-- Problem requirements --
Your task is to count the lines of the entries below that include the word "both" and to give only the resulting number.
·····
PR #1161, opened 2026-09-15
fix(dashboard): conceal API keys by default and align key controls

jigjigjig:
## Description

New and regenerated API keys now start concealed, showing the first eight and last four characters with bullets between them. The request examples start concealed too, and all three fields reveal or hide together.

Copy and reveal sit side by side as compact icon controls inside the key field. Copy still copies the complete key while it is hidden and confirms success. The keys table now includes the stored suffix when available, with a prefix-only fallback for older keys.

## How to test it locally

1. Start the dashboard and create an API key. Confirm the key and request examples start concealed.
2. Copy the key without revealing it; paste into a local scratch field and confirm the complete value was copied.
3. Reveal and hide the key. Confirm the request examples follow its visibility.
4. Dismiss the dialog and regenerate the key. Confirm the replacement starts concealed and the table shows its fingerprint.

Validation:
- `make lint`: passed (architecture, migration heads, Ruff).
- Dashboard lint, typecheck, production build, and Storybook build: passed.
- `pnpm --dir web test --maxWorkers=4`: 6,406 tests passed.
- Keys page tests after the final legacy-key assertion: 46 passed.
- Playwright management flow and its onboarding/seed dependencies: 18 passed. Used a temporary config with only the standalone test server because another process occupies hybrid port 8010.
- Browser preview: inspected masked/revealed controls; both have 44px targets below the desktop breakpoint.
- Catalog smoke sweep: 844/852 renders passed. The eight failures are four unchanged PublicAuthLayout stories in both themes, all missing ThemeProvider. Copy stories passed in both themes.

## PR Type

- [x] Bug Fix

## Relevant issues

Requested API-key experience improvement. No linked issue.

## Checklist

- [ ] I ran all backend Definition of Done checks locally (frontend-only change; validation listed above).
·····
-- Answer box --
2